Would it be possible to quote, exactly and in full, the lines from the one with "-46,14 +47,14 @@" through the end of the entries below?

Stored items
***

PR #942, opened 2018-05-25
Scorch optimize via vellum.FST.Reader() API

abhinavdangeti:
+ This change sets up a vellum.Reader (which carries a prealloc'ed
      fstState) for the term dictionaries.
    + However the Reader cannot be used concurrently, so rather than
      re-using a fieldDicts initialized for the IndexSnapshot, re-use
      one that is set up for TermFieldReaders which are recycled.

### DIFF
--- a/index/scorch/segment/zap/dict.go
+++ b/index/scorch/segment/zap/dict.go
@@ -28,10 +28,11 @@ import (
 
 // Dictionary is the zap representation of the term dictionary
 type Dictionary struct {
-	sb      *SegmentBase
-	field   string
-	fieldID uint16
-	fst     *vellum.FST
+	sb        *SegmentBase
+	field     string
+	fieldID   uint16
+	fst       *vellum.FST
+	fstReader *vellum.Reader
 }
 
 // PostingsList returns the postings list for the specified term
@@ -46,14 +47,14 @@ func (d *Dictionary) PostingsList(term []byte, except *roaring.Bitmap,
 }
 
 func (d *Dictionary) postingsList(term []byte, except *roaring.Bitmap, rv *PostingsList) (*PostingsList, error) {
-	if d.fst == nil {
+	if d.fstReader == nil {
 		if rv == nil || rv == emptyPostingsList {
 			return emptyPostingsList, nil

***

_RESPONSE AREA_:
@@ -46,14 +47,14 @@ func (d *Dictionary) PostingsList(term []byte, except *roaring.Bitmap,
 }
 
 func (d *Dictionary) postingsList(term []byte, except *roaring.Bitmap, rv *PostingsList) (*PostingsList, error) {
-	if d.fst == nil {
+	if d.fstReader == nil {
 		if rv == nil || rv == emptyPostingsList {
 			return emptyPostingsList, nil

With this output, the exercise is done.